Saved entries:
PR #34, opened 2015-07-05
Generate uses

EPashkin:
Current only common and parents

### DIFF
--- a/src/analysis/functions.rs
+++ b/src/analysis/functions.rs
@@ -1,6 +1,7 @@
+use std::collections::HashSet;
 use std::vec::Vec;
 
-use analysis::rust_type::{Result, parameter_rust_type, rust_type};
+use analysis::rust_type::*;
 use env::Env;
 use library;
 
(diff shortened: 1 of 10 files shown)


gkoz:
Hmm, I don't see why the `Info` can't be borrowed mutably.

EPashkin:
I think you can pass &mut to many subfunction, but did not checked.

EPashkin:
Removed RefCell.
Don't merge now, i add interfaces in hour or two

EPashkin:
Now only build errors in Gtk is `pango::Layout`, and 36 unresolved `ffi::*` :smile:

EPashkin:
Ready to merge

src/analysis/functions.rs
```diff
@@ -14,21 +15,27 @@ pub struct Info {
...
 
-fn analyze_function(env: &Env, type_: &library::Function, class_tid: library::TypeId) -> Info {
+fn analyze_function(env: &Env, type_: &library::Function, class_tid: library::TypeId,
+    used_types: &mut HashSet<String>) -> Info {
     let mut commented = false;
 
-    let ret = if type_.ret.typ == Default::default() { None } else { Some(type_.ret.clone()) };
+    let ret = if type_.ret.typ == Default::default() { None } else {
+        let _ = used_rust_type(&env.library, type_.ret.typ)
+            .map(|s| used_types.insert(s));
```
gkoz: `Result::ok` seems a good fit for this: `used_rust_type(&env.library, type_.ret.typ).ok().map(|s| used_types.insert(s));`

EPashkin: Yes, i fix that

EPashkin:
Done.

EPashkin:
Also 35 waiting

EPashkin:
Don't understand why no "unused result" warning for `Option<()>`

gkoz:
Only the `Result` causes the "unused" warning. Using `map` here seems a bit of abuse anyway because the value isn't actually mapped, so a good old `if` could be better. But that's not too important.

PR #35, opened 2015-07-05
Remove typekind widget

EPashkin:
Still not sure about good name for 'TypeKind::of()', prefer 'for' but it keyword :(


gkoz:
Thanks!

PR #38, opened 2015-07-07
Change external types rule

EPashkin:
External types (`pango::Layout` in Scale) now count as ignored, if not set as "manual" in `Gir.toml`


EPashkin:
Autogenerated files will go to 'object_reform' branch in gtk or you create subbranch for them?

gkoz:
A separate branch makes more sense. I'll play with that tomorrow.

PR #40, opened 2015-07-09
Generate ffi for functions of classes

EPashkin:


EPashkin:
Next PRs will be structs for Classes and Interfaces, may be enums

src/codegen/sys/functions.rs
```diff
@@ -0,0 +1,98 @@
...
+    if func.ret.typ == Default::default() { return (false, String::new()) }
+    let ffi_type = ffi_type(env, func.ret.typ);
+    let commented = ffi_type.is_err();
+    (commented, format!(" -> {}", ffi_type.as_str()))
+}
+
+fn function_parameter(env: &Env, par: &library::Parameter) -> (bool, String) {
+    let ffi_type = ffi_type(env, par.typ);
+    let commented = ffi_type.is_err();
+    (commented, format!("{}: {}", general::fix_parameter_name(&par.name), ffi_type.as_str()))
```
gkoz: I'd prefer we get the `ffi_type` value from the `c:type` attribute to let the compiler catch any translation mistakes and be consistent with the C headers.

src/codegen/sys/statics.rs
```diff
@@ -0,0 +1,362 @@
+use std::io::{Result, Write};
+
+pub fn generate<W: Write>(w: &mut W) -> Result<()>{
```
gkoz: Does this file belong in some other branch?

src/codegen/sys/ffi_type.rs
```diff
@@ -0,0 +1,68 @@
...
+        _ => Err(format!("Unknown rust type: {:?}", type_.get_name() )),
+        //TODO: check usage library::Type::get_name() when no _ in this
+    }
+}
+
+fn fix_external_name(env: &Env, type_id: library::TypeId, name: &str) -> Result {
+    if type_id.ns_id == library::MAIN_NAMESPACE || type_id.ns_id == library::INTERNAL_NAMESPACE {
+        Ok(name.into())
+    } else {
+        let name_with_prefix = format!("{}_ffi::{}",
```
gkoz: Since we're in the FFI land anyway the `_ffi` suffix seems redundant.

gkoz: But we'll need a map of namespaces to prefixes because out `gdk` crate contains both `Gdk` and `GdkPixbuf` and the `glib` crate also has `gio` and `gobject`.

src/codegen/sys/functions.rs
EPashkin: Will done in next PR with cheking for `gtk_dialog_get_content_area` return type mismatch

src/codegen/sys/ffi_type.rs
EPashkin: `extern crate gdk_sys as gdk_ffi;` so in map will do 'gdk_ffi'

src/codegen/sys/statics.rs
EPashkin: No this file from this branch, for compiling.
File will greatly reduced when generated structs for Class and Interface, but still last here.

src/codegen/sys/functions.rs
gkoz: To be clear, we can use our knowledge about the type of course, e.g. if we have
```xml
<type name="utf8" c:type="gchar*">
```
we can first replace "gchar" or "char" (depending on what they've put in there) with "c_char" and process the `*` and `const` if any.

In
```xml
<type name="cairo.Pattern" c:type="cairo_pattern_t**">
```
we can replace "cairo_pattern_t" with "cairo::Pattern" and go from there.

#### [BRIEF]
This exercise requires all the entries to be written out again exactly.

#### [RESPONSE AREA]
PR #34, opened 2015-07-05
Generate uses

EPashkin:
Current only common and parents

### DIFF
--- a/src/analysis/functions.rs
+++ b/src/analysis/functions.rs
@@ -1,6 +1,7 @@
+use std::collections::HashSet;
 use std::vec::Vec;
 
-use analysis::rust_type::{Result, parameter_rust_type, rust_type};
+use analysis::rust_type::*;
 use env::Env;
 use library;
 
(diff shortened: 1 of 10 files shown)


gkoz:
Hmm, I don't see why the `Info` can't be borrowed mutably.

EPashkin:
I think you can pass &mut to many subfunction, but did not checked.

EPashkin:
Removed RefCell.
Don't merge now, i add interfaces in hour or two

EPashkin:
Now only build errors in Gtk is `pango::Layout`, and 36 unresolved `ffi::*` :smile:

EPashkin:
Ready to merge

src/analysis/functions.rs
```diff
@@ -14,21 +15,27 @@ pub struct Info {
...
 
-fn analyze_function(env: &Env, type_: &library::Function, class_tid: library::TypeId) -> Info {
+fn analyze_function(env: &Env, type_: &library::Function, class_tid: library::TypeId,
+    used_types: &mut HashSet<String>) -> Info {
     let mut commented = false;
 
-    let ret = if type_.ret.typ == Default::default() { None } else { Some(type_.ret.clone()) };
+    let ret = if type_.ret.typ == Default::default() { None } else {
+        let _ = used_rust_type(&env.library, type_.ret.typ)
+            .map(|s| used_types.insert(s));
```
gkoz: `Result::ok` seems a good fit for this: `used_rust_type(&env.library, type_.ret.typ).ok().map(|s| used_types.insert(s));`

EPashkin: Yes, i fix that

EPashkin:
Done.

EPashkin:
Also 35 waiting

EPashkin:
Don't understand why no "unused result" warning for `Option<()>`

gkoz:
Only the `Result` causes the "unused" warning. Using `map` here seems a bit of abuse anyway because the value isn't actually mapped, so a good old `if` could be better. But that's not too important.

PR #35, opened 2015-07-05
Remove typekind widget

EPashkin:
Still not sure about good name for 'TypeKind::of()', prefer 'for' but it keyword :(


gkoz:
Thanks!

PR #38, opened 2015-07-07
Change external types rule

EPashkin:
External types (`pango::Layout` in Scale) now count as ignored, if not set as "manual" in `Gir.toml`


EPashkin:
Autogenerated files will go to 'object_reform' branch in gtk or you create subbranch for them?

gkoz:
A separate branch makes more sense. I'll play with that tomorrow.

PR #40, opened 2015-07-09
Generate ffi for functions of classes

EPashkin:


EPashkin:
Next PRs will be structs for Classes and Interfaces, may be enums

src/codegen/sys/functions.rs
```diff
@@ -0,0 +1,98 @@
...
+    if func.ret.typ == Default::default() { return (false, String::new()) }
+    let ffi_type = ffi_type(env, func.ret.typ);
+    let commented = ffi_type.is_err();
+    (commented, format!(" -> {}", ffi_type.as_str()))
+}
+
+fn function_parameter(env: &Env, par: &library::Parameter) -> (bool, String) {
+    let ffi_type = ffi_type(env, par.typ);
+    let commented = ffi_type.is_err();
+    (commented, format!("{}: {}", general::fix_parameter_name(&par.name), ffi_type.as_str()))
```
gkoz: I'd prefer we get the `ffi_type` value from the `c:type` attribute to let the compiler catch any translation mistakes and be consistent with the C headers.

src/codegen/sys/statics.rs
```diff
@@ -0,0 +1,362 @@
+use std::io::{Result, Write};
+
+pub fn generate<W: Write>(w: &mut W) -> Result<()>{
```
gkoz: Does this file belong in some other branch?

src/codegen/sys/ffi_type.rs
```diff
@@ -0,0 +1,68 @@
...
+        _ => Err(format!("Unknown rust type: {:?}", type_.get_name() )),
+        //TODO: check usage library::Type::get_name() when no _ in this
+    }
+}
+
+fn fix_external_name(env: &Env, type_id: library::TypeId, name: &str) -> Result {
+    if type_id.ns_id == library::MAIN_NAMESPACE || type_id.ns_id == library::INTERNAL_NAMESPACE {
+        Ok(name.into())
+    } else {
+        let name_with_prefix = format!("{}_ffi::{}",
```
gkoz: Since we're in the FFI land anyway the `_ffi` suffix seems redundant.

gkoz: But we'll need a map of namespaces to prefixes because out `gdk` crate contains both `Gdk` and `GdkPixbuf` and the `glib` crate also has `gio` and `gobject`.

src/codegen/sys/functions.rs
EPashkin: Will done in next PR with cheking for `gtk_dialog_get_content_area` return type mismatch

src/codegen/sys/ffi_type.rs
EPashkin: `extern crate gdk_sys as gdk_ffi;` so in map will do 'gdk_ffi'

src/codegen/sys/statics.rs
EPashkin: No this file from this branch, for compiling.
File will greatly reduced when generated structs for Class and Interface, but still last here.

src/codegen/sys/functions.rs
gkoz: To be clear, we can use our knowledge about the type of course, e.g. if we have
```xml
<type name="utf8" c:type="gchar*">
```
we can first replace "gchar" or "char" (depending on what they've put in there) with "c_char" and process the `*` and `const` if any.

In
```xml
<type name="cairo.Pattern" c:type="cairo_pattern_t**">
```
we can replace "cairo_pattern_t" with "cairo::Pattern" and go from there.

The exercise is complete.